Dynamic actin interaction of crossbridges: a general principle and its implications for crossbridge action in muscle

Abstract

The oar-like crossbridge cycle, developed up to the mid-1970's, was shown to be inconsistent with more recent biochemical results. In crossbridge theories developed on the basis of the more recent kinetic schemes of the actomyosin ATPase in solution (Eisenberg and coworkers), however, the key elements proposed by Huxley (1957) were retained, one of which is the assumption that detachment of a force-generating crossbridge can only occur via completion of the ATPase cycle (release of ADP and rebinding of ATP). Furthermore, in these theories regulation is assumed to act by blocking/unblocking of a step subsequent to crossbridge attachment (e.g., Pi-release step).
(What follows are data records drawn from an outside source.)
PR #4081, opened 2024-12-30
bash: remove "request for experts" comment

jparise:
We now have a multiple folks who have pitched in to improve this script.


mitchellh:
Definitely thanks.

Both concepts, however, were recently shown to be in conflict with studies on skinned muscle fibers (still low ATPase activity at high-speed isotonic shortening, regulation acts via turnover kinetics and not recruitment (39]. By incorporation of the observed reversible actin interaction of crossbridges in all states, including the force-generating states, a working hypothesis can be developed (Fig. 5) which can account for the isotonic data. A mechanism by which such a scheme can also account for regulation via turnover kinetics was previously discussed (39).